Isolation of novel cellulolytic bacteria from biogas plants and characterization of their cellulolytic and hemicellulolytic potential

Biogas formation from renewable resources is presently one of the most attractive technologies for sustainable energy production. The first step in biogas fermentation, the hydrolysis of lignocellulosic biomass, is regarded as one of the rate-limiting steps in the process. Only a small fraction of these hydrolytic especially cellulose degrading bacterial species present in a biogas fermenter has been isolated in pure culture.
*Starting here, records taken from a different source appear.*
PR #534, opened 2019-09-03
Docsp 6484 crud field level encryption

mongomoe:
staging: https://docs-mongodbcom-staging.corp.mongodb.com/ecosystem/docsworker/DOCSP-6484-CRUD-FieldLevelEncryption/use-cases/sensitive-data-encryption.html#d-perform-encrypted-read-write-operations
jira: https://jira.mongodb.org/browse/DOCSP-6484?filter=-1

### DIFF
--- a/source/use-cases/sensitive-data-encryption.txt
+++ b/source/use-cases/sensitive-data-encryption.txt
@@ -478,21 +478,136 @@ following procedure to configure and instantiate the MongoDB client:
 E. Perform Encrypted Read/Write Operations
 ~~~~~~~~~~~~~~~~~~~~~~~~~~~~~~~~~~~~~~~~~~
 
-Etiam hendrerit posuere justo, ac hendrerit lorem pellentesque sed.
-Fusce ullamcorper neque eu libero aliquam, sed placerat sapien cursus.
-Vestibulum maximus magna sed velit feugiat tempor.
+The MedcoMD engineers now have a CSFLE-enabled client and can test that
+the client can perform queries that meet the requirements. Doctors
+should be able to read and write to all fields, and receptionists should
+only be allowed to read and write to non-sensitive fields. 
 
-Ut accumsan pellentesque metus, at porta felis dapibus vulputate. Aenean
-malesuada interdum libero in feugiat. Fusce pharetra massa eget leo
-varius, et gravida massa tempus.
+Insert a Document with Encrypted Fields
++++++++++++++++++++++++++++++++++++++++
 
-Ut mattis eros elit, sed ultrices purus lacinia sed. Curabitur tincidunt
-tellus eget neque porta dictum ac vel orci. Vestibulum ante ipsum primis
-in faucibus orci luctus et ultrices posuere cubilia Curae.
+MedcoMD engineers write a function to create a new patient record:
 
-Praesent feugiat arcu risus elementum eleifend. Nullam sed iaculis
-erat.
 
+.. tabs::
+
+   tabs:
+
+     - id: java-jsonschema-generation
+       name: "Java"
+       content: |
+       
+        .. code-block:: java
+
+            public static void insertPatient(MongoCollection collection, String name, int ssn, String bloodType, ArrayList<Document> medicalRecords, int policyNumber, String provider) {
+                Document patient = new Document()
+                    .append("name", name)
+                    .append("ssn", ssn)
+                    .append("bloodType", bloodType)
+                    .append("medicalRecords", medicalRecords);
+                Document insurance = new Document()
+                    .append("policyNumber", policyNumber)
+                    .append("provider", provider)
+                    .append("insurance", insurance);
+                collection.insertOne(patient);
+            }
+
+When a CSFLE-enabled client inserts a new patient record into the Medical Care 
+Management System, it automatically encrypts the fields. This operation 
+produces a document similar to the following:
+
+.. code-block:: json 
+
+    {
+        "_id": "5d7a7bbe6d58fd263b6d7315",
+        "name": "Jon Doe",
+        "ssn": "Ac+ZbPM+sk7gl7CJCcIzlRAQUJ+uo/0WhqX+KbTNdhqCszHucqXNiwqEUjkGlh7gK8pm2JhIs/P3//nkVP0dWu8pSs6TJnpfUwRjPfnI0TURzQ==",
+        "bloodType": "As+ZbPM+sk7gl7CJCcIzlRACESwHCTCtK/lQV9kF6/LRoL3mh59gzBVA42vGBVfLIycYWpfAy7ZCi2eRGEgMX5CrGl259Wfu6Zf/ELBVqQDnyQ==",
+        "medicalRecords": "As+ZbPM+sk7gl7CJCcIzlRAEFt249toVYOlvlC/79cAtQ5jvE/ukF1ZLxRZn1g0zBBtPnf6L0AFTKMVdNJnjMGPMTszYU58qRE9uMvCU05DVHYl8DJnbtGXXFRLJ7ElQOc=",
+        "insurance": {
+            "provider": "MaestCare",
+            "policyNumber": "Ac+ZbPM+sk7gl7CJCcIzlRAQm7kFhN1hy3l7Wt3BSpBMbvVSuiaDsf3UPF9bvJLTEcC+Ka+3kZI4SVZinj4tyc5uDYeyh6+7phpKrQo4CHWyg=="
+        }
+    }
+
+.. note:: 
+    Clients that do not have CSFLE configured will insert unencrypted data. We 
+    recommend using :manual:`server-side schema validation </core/schema-validation/>`
+    to enforce encrypted writes for fields that should be encrypted. 
+
+Query for Documents on a Deterministically Encrypted Field
++++++++++++++++++++++++++++++++++++++++++++++++++++++++++++++
+
+Queries on encrypted fields can be done using traditional MongoDB driver
+methods as well. When a query is made using a client configured to use
+CSFLE, such as when a doctor in the MedcoMD management system searches
+for a patient with their SSN, the patient's data is returned
+unencrypted:
+
+.. code-block:: json 
+
+    {
+        "_id": "5d6ecdce70401f03b27448fc",
+        "name": "Jon Doe",
+        "ssn": 241014209,
+        "bloodType": "AB+",
+        "medicalRecords": [
+            {
+                "weight": 180,
+                "bloodPressure": "120/80"
+            }
+        ],
+        "insurance": {
+            "provider": "MaestCare",
+            "policyNumber": 123142
+        }
+    }
+
+
+.. note:: 
+    For queries using a client that is not configured to use CSFLE, such
+    as when receptionists in the MedcoMD management system search for a
+    patient with their ``ssn``, a null value is returned. A client without CSFLE 
+    configured cannot query on a sensitive field.
+
+Query for Documents on a Randomly Encrypted Field
++++++++++++++++++++++++++++++++++++++++++++++++++
+
+.. warning::
+    You cannot directly query for documents on a randomly encrypted field, however 
+    you can use another field to find the document that contains an approximation of
+    the randomly encrypted field data.
+
+MedcoMD engineers determined that the fields they randomly encrypted
+would not be used to find patients records. Had this been required, for example,
+if the patient's ``ssn`` was randomly encrypted, MedcoMD engineers
+could have included another plaintext field called ``last4ssn`` that
+contains the last 4 digits of the ``ssn`` field. They could then query
+on this field as a proxy for the ``ssn``.
+
+
+
+.. code-block:: json 
+   :emphasize-lines: 5
+
+    {
+        "_id": "5d6ecdce70401f03b27448fc",
+        "name": "Jon Doe",
+        "ssn": 241014209,
+        "last4ssn": 4209,
+        "bloodType": "AB+",
+        "medicalRecords": [
+            {
+                "weight": 180,
+                "bloodPressure": "120/80"
+            }
+        ],
+        "insurance": {
+            "provider": "MaestCare",
+            "policyNumber": 123142
+        }
+    }
+ 
 .. _fle-convert-to-a-remote-master-key:
 
 F. Convert to a Remote Master Key


source/use-cases/sensitive-data-encryption.txt
```diff
@@ -75,20 +75,61 @@ velit congue vel.
...
+   tabs:
+
+     - id: java-jsonschema-generation
+       name: "Java"
+       content: |
+       
+        .. code-block:: java
+
+            public static void insertPatient(MongoCollection collection, String name, int ssn, String bloodType, ArrayList<Document> medicalRecords, int policyNumber, String provider) {
+                Document patient = new Document();
```
ccho-mongodb: Could you use the `append` pattern from the driver docs to construct this? The insertOne example shows how to create one with a subdocument too:
 https://mongodb.github.io/mongo-java-driver/3.11/driver/tutorials/perform-write-operations/

source/use-cases/sensitive-data-encryption.txt
```diff
@@ -75,20 +75,61 @@ velit congue vel.
...
-Fusce ullamcorper neque eu libero aliquam, sed placerat sapien cursus.
-Vestibulum maximus magna sed velit feugiat tempor.
+Read and write operations on encrypted fields use the same methods and have the capabilities of traditional MongoDB read and write operations with the added security of field-level encryption.
 
-Ut accumsan pellentesque metus, at porta felis dapibus vulputate. Aenean
-malesuada interdum libero in feugiat. Fusce pharetra massa eget leo
-varius, et gravida massa tempus.
+This section continues the sample guide of the MedcoMD Management System. Now that their schemas are defined, MedcoMD engineers are tasked with creating a system that allows doctors, who have access to the FLE Enabled client, to read and write to documents in the patient’s collection without restriction. Receptionists, who have access to the non-FLE enabled client, have restricted access to documents in the patient’s collection that prevents them from reading and writing to sensitive fields. 
+By following this section, you learn the difference in output when using a secure client with FLE enabled, and a client without FLE enabled.
```
nlarew: - Can we make this the second sentence of the section? Feels like it belongs with the content before this MedcoMD paragraph.
- "By following this section" -> "in this section"

source/use-cases/sensitive-data-encryption.txt
```diff
@@ -75,20 +75,61 @@ velit congue vel.
...
+A patient is inserted into the patient’s collection using the following code.
```
nlarew: passive -> active

```rst
The following code inserts a document into the ``patients`` collection:
```

Also let's make this sentence its own line separate form the paragraph

source/use-cases/sensitive-data-encryption.txt
```diff
@@ -75,20 +75,61 @@ velit congue vel.
...
+                patient.put("bloodType", bloodType);
+                patient.put("medicalRecords", medicalRecords);
+                Document insurance = new Document();
+                insurance.put("policyNumber", policyNumber);
+                insurance.put("provider", provider);
+                patient.put("insurance", insurance);
+                collection.insertOne(patient);
+            }
+
+A doctor starts entering her new patient’s information in the Medco Management System. When she hits submit the above code is executed using the FLE enabled client. The new patient is inserted into the database, with the sensitive fields encrypted and looks like this:
```
nlarew: This paragraph has some mixed tense and passive voice. We might want to frame this a little bit less narratively, i.e. not from the perspective of a specific doctor.

- Any client can create a patient document
- Doctors can read and modify any field in the patient document
- Doctors don't need to think about encryption because the client handles it automatically

source/use-cases/sensitive-data-encryption.txt
```diff
@@ -75,20 +75,61 @@ velit congue vel.
...
+
+.. code::
+
+    Document{{_id=5d696fff112d8c439bae7068, name=Peter Parker, ssn=org.bson.types.Binary@afbb5147, bloodType=org.bson.types.Binary@713daeda, medicalRecords=org.bson.types.Binary@113f42c8, insurance=Document{{policyNumber=org.bson.types.Binary@806ab88d, provider=MaestCare}}}}
```
nlarew: - I think this would be more effective if we displayed a valid JSON interpretation of the document rather than this Java representation (essentially for the same reasons as the JSON schema section)
- Let's prettify this to split it across multiple lines. Horizontal scrolling code blocks kinda suck.

source/use-cases/sensitive-data-encryption.txt
```diff
@@ -75,20 +75,61 @@ velit congue vel.
...
+
+A receptionist submits another patient’s information in the Medco Management System using the insertPatient method, and the results look like this:
```
nlarew: Similar to my previous comment, let's see if we can frame this in terms of "Receptionists" rather than "A receptionist". Also let's make this a read example and move the unencrypted insert into the note below.

- Receptionists can read any document but cannot see the values of encrypted fields
- Receptionists can't query based on an encrypted field like `ssn`
- Receptionists need to query based on an unencrypted field, like `ssnLast4`
- Here's an example of a document from the `patients` collection as Receptionists read them, where the encrypted fields are all asterisks `{ "foo": *********** }`

In the note:
- If CSFLE is only configured client-side, Receptionists can insert patient documents with unencrypted fields. Beware!
- Here's how you could solve this

source/use-cases/sensitive-data-encryption.txt
```diff
@@ -75,20 +75,61 @@ velit congue vel.
...
+
+.. code::
+
+    Document{{_id=5d696fff112d8c439bae7068, name=Gwen Stacey, ssn=1112223333, bloodType=a-, medicalRecords=[{weight: 120, bloodPressure: 120/80}], insurance=Document{{policyNumber=4410, provider=PlatinumCare}}}}
+
+.. note::
+    The information that the receptionist inserted is unencrypted even for sensitive data, such as ssn You may want to logic in your application code to prevent from writing to a sensitive field with a client that does not have FLE enabled. Another alternative approach is to use server side field level encryption in addition to CSLFE, this would throw an error if plaintext is attempted to be inserted into a sensitive field.
```
nlarew: - "you may want to ____ logic"
- "to prevent clients not configured for CSFLE from writing to a sensitive field"
- Server-side FLE should probably be the main suggestion rather than an alternative IMO.

source/use-cases/sensitive-data-encryption.txt
```diff
@@ -75,20 +75,61 @@ velit congue vel.
...
+
+You can read the document(s) using traditional MongoDB driver methods as well. In the following example, a doctor in the MedcoMD management system scans a patient’s wristband. A function is called to search via the SSN of the scanned wristband and the following results are returned:
```
nlarew: - We're switching between "MedcoMD/Doctors/Receptionists" and "you". Let's be consistent throughout this section.
- Let's draw a contrast with the reads from the Receptionist client
  - Doctors can search on encrypted fields like `ssn`
  - Doctors can't search on randomly encrypted fields like `bloodType`

nlarew: It may even make sense to show Doctor reads before Receptionist reads. i.e.

1. Doctors can insert documents
2. Doctors can query on encrypted fields (except random)
3. Receptionists can't query on encrypted fields
4. Warning note about servers-side FLE.

Eventually we will want SSFLE as a step in this guide and at that point we could delete the warning note and add a replacement step:


1. Doctors can insert documents
2. **Receptionists can't insert documents (SSFLE returns an error)**
3. Doctors can query on encrypted fields (except random)
4. Receptionists can't query on encrypted fields

source/use-cases/sensitive-data-encryption.txt

Switched put to append

source/use-cases/sensitive-data-encryption.txt
```diff
@@ -75,20 +75,61 @@ velit congue vel.
...
 
-Etiam hendrerit posuere justo, ac hendrerit lorem pellentesque sed.
-Fusce ullamcorper neque eu libero aliquam, sed placerat sapien cursus.
-Vestibulum maximus magna sed velit feugiat tempor.
+Read and write operations on encrypted fields use the same methods and have the capabilities of traditional MongoDB read and write operations with the added security of field-level encryption.
 
-Ut accumsan pellentesque metus, at porta felis dapibus vulputate. Aenean
-malesuada interdum libero in feugiat. Fusce pharetra massa eget leo
-varius, et gravida massa tempus.
+This section continues the sample guide of the MedcoMD Management System. Now that their schemas are defined, MedcoMD engineers are tasked with creating a system that allows doctors, who have access to the FLE Enabled client, to read and write to documents in the patient’s collection without restriction. Receptionists, who have access to the non-FLE enabled client, have restricted access to documents in the patient’s collection that prevents them from reading and writing to sensitive fields.
```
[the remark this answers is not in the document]

source/use-cases/sensitive-data-encryption.txt

source/use-cases/sensitive-data-encryption.txt
mongomoe: So I altered this whole paragraph because I thought it was too bulky and not inline with the rest of the page, let me know what you think of the updated paragraph

source/use-cases/sensitive-data-encryption.txt
mongomoe: Hey @nlarew I've altered it a bit, but I'm having a hard time deciding on phrasing it without referencing the doctor since the doc has access to the CSFLE configured client. How would you phrase it?

source/use-cases/sensitive-data-encryption.txt
mongomoe: In the latest commit, I've switched over to JSON (partially because a prettified java Document still doesn't look great and also because of Nick's first bullet).

Let me know what you think

source/use-cases/sensitive-data-encryption.txt
```diff
@@ -75,20 +75,106 @@ velit congue vel.
...
+            }
+        ],
+        "insurance": {
+            "provider": "PlatinumCare North East",
+            "policyNumber": 4410
+        }
+    }
+
+.. note::
+    All the data the receptionist inserts is unencrypted even if it is a
```
ccho-mongodb: What do you think about using "Any data" instead of "All the data"?

source/use-cases/sensitive-data-encryption.txt
```diff
@@ -75,20 +75,106 @@ velit congue vel.
...
+    sensitive field, such as SSN. You may want to include application
+    logic preventing clients without CSFLE configured from writing to
+    sensitive fields. An alternative approach is to use Server Side
```
ccho-mongodb: Do we support server-side field level encryption? It's not clear to me how to implement that if so. Did you mean JSON Schema validation on the collection?

source/use-cases/sensitive-data-encryption.txt
```diff
@@ -75,20 +75,106 @@ velit congue vel.
...
+    Field Level Encryption in combination with CSFLE. Doing so adds
+    further security by throwing an error if an attempt is made to
+    insert plaintext into a sensitive field.
```
ccho-mongodb: On line 131, you're using "plain-text". It would be great to consolidate to a single term. Personally, I prefer "plaintext".

source/use-cases/sensitive-data-encryption.txt
```diff
@@ -75,20 +75,106 @@ velit congue vel.
...
+and receptionists should only be allowed to read and write to non-sensitive fields. 
+
+MedcoMD engineers create a function to insert a new patient:
+
+
+.. tabs::
+
+   tabs:
+
+     - id: java-jsonschema-generation
```
ccho-mongodb: We will likely address this during the full review, but I think the id needs to be the same as all the other tab so that when we have a second tab (e.g. Node), switching tabs will activate all the Java tabs or all the Node ones. I also think that we're using "tabid" and am not certain whether id provides any functionality in this context. Here is the directive I see in the main doc:
```
:tabid: use-cases-fle-guide-java
```

source/use-cases/sensitive-data-encryption.txt
```diff
@@ -75,20 +75,106 @@ velit congue vel.
...
+       name: "Java"
+       content: |
+       
+        .. code-block:: java
+
+            public static void insertPatient(MongoCollection collection, String name, int ssn, String bloodType, ArrayList<Document> medicalRecords, int policyNumber, String provider) {
+                Document patient = new Document();
+                patient.append("name", name);
```
ccho-mongodb: What do you think about chaining these `append` statements to make it less verbose? Other example code used in this guide uses inline declarations and/or chaining for Documents.

source/use-cases/sensitive-data-encryption.txt
```diff
@@ -75,20 +75,106 @@ velit congue vel.
...
+.. note::
+    All the data the receptionist inserts is unencrypted even if it is a
+    sensitive field, such as SSN. You may want to include application
+    logic preventing clients without CSFLE configured from writing to
+    sensitive fields. An alternative approach is to use Server Side
+    Field Level Encryption in combination with CSFLE. Doing so adds
+    further security by throwing an error if an attempt is made to
+    insert plaintext into a sensitive field. 
+
+You can read the document(s) using traditional MongoDB driver methods as
```
ccho-mongodb: How about "You can read documents containing encrypted fields using ..."

source/use-cases/sensitive-data-encryption.txt
```diff
@@ -75,20 +75,106 @@ velit congue vel.
...
+well. In the following example, a doctor in the MedcoMD management
+system scans a patient’s wristband. A function is called to search via
+the SSN of the scanned wristband, and the following results are returned:
```
ccho-mongodb: Could we reword this to use active voice (instead of "a function is called...")? I think you could combine a phrase with the previous sentence to link the action ("scan a wristband") and the results ("queries MongoDB which returns..."). 
 
Also, did you mean "SSN on the wristband"? If you use "of", it implies an SSN belongs to a wristband rather than a patient.

source/use-cases/sensitive-data-encryption.txt
```diff
@@ -75,20 +75,106 @@ velit congue vel.
...
+    All the data the receptionist inserts is unencrypted even if it is a
+    sensitive field, such as SSN. You may want to include application
+    logic preventing clients without CSFLE configured from writing to
+    sensitive fields. An alternative approach is to use Server Side
+    Field Level Encryption in combination with CSFLE. Doing so adds
+    further security by throwing an error if an attempt is made to
+    insert plaintext into a sensitive field. 
+
+You can read the document(s) using traditional MongoDB driver methods as
+well. In the following example, a doctor in the MedcoMD management
```
ccho-mongodb: Is the subject "A doctor in the MedcoMD Management system"? Or did you mean that the doctor scans a wristband which gets entered into the MedcoMD management system?

source/use-cases/sensitive-data-encryption.txt
```diff
@@ -75,20 +75,106 @@ velit congue vel.
...
+        "ssn": "Ac+ZbPM+sk7gl7CJCcIzlRAQUJ+uo/0WhqX+KbTNdhqCszHucqXNiwqEUjkGlh7gK8pm2JhIs/P3//nkVP0dWu8pSs6TJnpfUwRjPfnI0TURzQ==",
+        "bloodType": "As+ZbPM+sk7gl7CJCcIzlRACESwHCTCtK/lQV9kF6/LRoL3mh59gzBVA42vGBVfLIycYWpfAy7ZCi2eRGEgMX5CrGl259Wfu6Zf/ELBVqQDnyQ==",
+        "medicalRecords": "As+ZbPM+sk7gl7CJCcIzlRAEFt249toVYOlvlC/79cAtQ5jvE/ukF1ZLxRZn1g0zBBtPnf6L0AFTKMVdNJnjMGPMTszYU58qRE9uMvCU05DVHYl8DJnbtGXXFRLJ7ElQOc=",
+        "insurance": {
+            "provider": "MaestCare",
+            "policyNumber": "Ac+ZbPM+sk7gl7CJCcIzlRAQm7kFhN1hy3l7Wt3BSpBMbvVSuiaDsf3UPF9bvJLTEcC+Ka+3kZI4SVZinj4tyc5uDYeyh6+7phpKrQo4CHWyg=="
+        }
+    }
+
+When a new record is inserted using a client that is not configured to
```
ccho-mongodb: Could we make it more prominent to the reader that this as a hypothetical situation that they should avoid?

source/use-cases/sensitive-data-encryption.txt
```diff
@@ -75,20 +75,106 @@ velit congue vel.
...
+system scans a patient’s wristband. A function is called to search via
+the SSN of the scanned wristband, and the following results are returned:
+
+
+
+.. code::
+
+    Document{{_id=5d6ecdce70401f03b27448fc, name=Peter Parker, ssn=241014209, bloodType=AB+, medicalRecords=[Document{{weight=180, bloodPressure=120/80}}], insurance=Document{{policyNumber=123142, provider=PlatinumCare}}}}
+
+However, if a receptionist tried to scan the same patient’s wristband,
```
ccho-mongodb: Should we maintain tense here? It looks like it is in past tense, but the rest of the document is in present tense.

source/use-cases/sensitive-data-encryption.txt
```diff
@@ -75,20 +75,106 @@ velit congue vel.
...
+                insurance.append("policyNumber", policyNumber);
+                insurance.append("provider", provider);
+                patient.append("insurance", insurance);
+                collection.insertOne(patient);
+            }
+
+
+When a new record is inserted using a client configured to use CSFLE,
+such as when a doctor inserts a new patient in the MedcoMD Management
+System, the sensitive fields become encrypted:
```
ccho-mongodb: I could be mistaken, but I think "become" implies "will become" which is passive voice. Instead, you could use "are".

source/use-cases/sensitive-data-encryption.txt
```diff
@@ -75,20 +75,106 @@ velit congue vel.
...
+the SSN of the scanned wristband, and the following results are returned:
+
+
+
+.. code::
+
+    Document{{_id=5d6ecdce70401f03b27448fc, name=Peter Parker, ssn=241014209, bloodType=AB+, medicalRecords=[Document{{weight=180, bloodPressure=120/80}}], insurance=Document{{policyNumber=123142, provider=PlatinumCare}}}}
+
+However, if a receptionist tried to scan the same patient’s wristband,
+they would receive a null result. This is because a client without CSFLE
```
ccho-mongodb: Could we combine these two sentences to ensure the reader connects them mentally? Something like the following:
"If a receptionist attempted to query a patient by their SSN, they would not retrieve any results because their client application does not have access to the encrypted, sensitive fields."

source/use-cases/Untitled-1
```diff
@@ -0,0 +1 @@
+mgeneratejs '{"name": "$name", "address": "$address", "phone": { "$integer": {"min": 3471111111, "max":8009999999 }, "ssn":{"$integer": {"min": 111111111, "max": 999999999}}, "ssnLast4": "0000", "bloodType": { "$choose": { "from": ["ab-", "b-","ab+","a-"], weight: [1,1,1,1]}} } ,"insurance": "policyNumber": { "$integer": {"min": 11111, "max":99999 } , "provider": {"$choose": { "from": ["MedSilver Insure", "HealthAid Pro", "Caresimple Co", "HealthConnect Insure"], "weights": [1,1,1,1] } } }, "medicalRecords": {"$array": {"of": {"weight": "{{chance.natural({min: 160, max: 180})}}", "heartRate": "{{chance.natural({min: 70, max: 100})}}", "bloodPressure": { "$choose": { "from": ["120/80", "115/75", "120/70"], weight: [1,1,1]}} }, "number": "{{chance.natural({ min: 1, max: 10})}}" }} }'  -n 1000
```
ccho-mongodb: Did you mean to commit this file? I was not able to find it referenced in the article.

source/use-cases/sensitive-data-encryption.txt
```diff
@@ -75,20 +75,106 @@ velit congue vel.
...
-
-Praesent feugiat arcu non risus elementum eleifend. Nullam sed iaculis
-erat.
+Read and write operations on encrypted fields use the same methods and have the capabilities of traditional MongoDB read and write operations with the added security of field-level encryption.
+
+MedcoMD engineers continue the development of the Medical Care Management 
+System. In the system, doctors should be able to read and write to all fields, 
+and receptionists should only be allowed to read and write to non-sensitive fields. 
+
+MedcoMD engineers create a function to insert a new patient:
```
ccho-mongodb: Would it make more sense to isolate the CRUD terminology by limiting use of the verbs?

"Medco engineers write a function to **create** a new patient record" (bold is optional, just used for demonstration)

source/use-cases/sensitive-data-encryption.txt
mongomoe: This suggestion, I've added in the latest commit ^

source/use-cases/sensitive-data-encryption.txt
mongomoe: Fixed!

source/use-cases/sensitive-data-encryption.txt
mongomoe: Fixed!

source/use-cases/sensitive-data-encryption.txt
mongomoe: That sounds good, fixed in latest commit

source/use-cases/sensitive-data-encryption.txt
mongomoe: *  I'm not entirely sure how to reword this sentence while retaining clarity and ease of understanding. Can you give any suggestions? 
* Fixed, the sentence now reads: "A function is called to search via the SSN on the scanned wristband ..."

source/use-cases/sensitive-data-encryption.txt
mongomoe: Addressed all these comments in the latest commit

source/use-cases/sensitive-data-encryption.txt
mongomoe: Resolving since this is well outdated, and we've talked about this in person

source/use-cases/sensitive-data-encryption.txt
mongomoe: Resolving since this is outdated & that sentence is no longer in the guide

source/use-cases/sensitive-data-encryption.txt
mongomoe: Resolving this since this is outdated & that sentence is no longer in the guide

source/use-cases/sensitive-data-encryption.txt
mongomoe: Fixed, I switched this over to a note

source/use-cases/sensitive-data-encryption.txt
mongomoe: Resolving since this is outdated & no longer in the guide. The current version of this uses present tense

source/use-cases/sensitive-data-encryption.txt
mongomoe: Resolving since this is outdated & no longer in the guide

source/use-cases/Untitled-1
mongomoe: Sorry about that, I've removed it now

source/use-cases/sensitive-data-encryption.txt
mongomoe: Makes sense, fixed in latest commit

New Isolates are pivotal providing the access to genome data and new lignocellulosic biomass degrading enzymes for various industrial applications. Therefor we tried to isolate new cellulolytic bacteria from sludge of a thermophilic biogas plant with different techniques for isolating microorganisms from biogas reactors. Out of the phylum Firmicutes we got several isolates, having high 16S rRNA sequence similarity (>99%) with the already cultured cellulolytic bacteria Clostridium cellulosi, Clostridium stercorarium, Clostridium clariflavum and Clostridium thermocellum and also one until then uncultured cellulolytic bacterium (Strain T3/55), forming a hitherto unknown subline within the family Lachnospiraceae. T3/55 was chosen for genome sequencing and for recombinant expression and characterization of biomass degrading enzymes. The cellulolytic system consists of three cellulases, one exoglucanase and two endoglucanases, which synergistically degrade cellulose. Strain T3/55 digested various cellulosic substrates. The cellulolytic activity on crystalline cellulose (Avicel) is measurable but eleven-fold lower than that from C. thermocellum (ATCC 27405). The major end products of cellulose metabolism are acetate, ethanol and propionic acid. Additionally, the hemicellulolytic activity of T3/55 culture supernatants was tested on several hemicellulosic substrates. A high hemicellulolytic activity could be detected on various xylans.